#### What you have to do:
Your reply should be only the number of lines in the records that contain the word "contract".

#### Stored data entries:
=-=-=-=-=
PR #11, opened 2022-01-25
Feature/add staked LP contract

nightowl121:
Add Staked LP contract and unit tests

### DIFF
--- a/.gitignore
+++ b/.gitignore
@@ -81,3 +81,5 @@ fabric.properties
 
 # Ignore Gradle build output directory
=-=-=-=-=
#### Answer:
2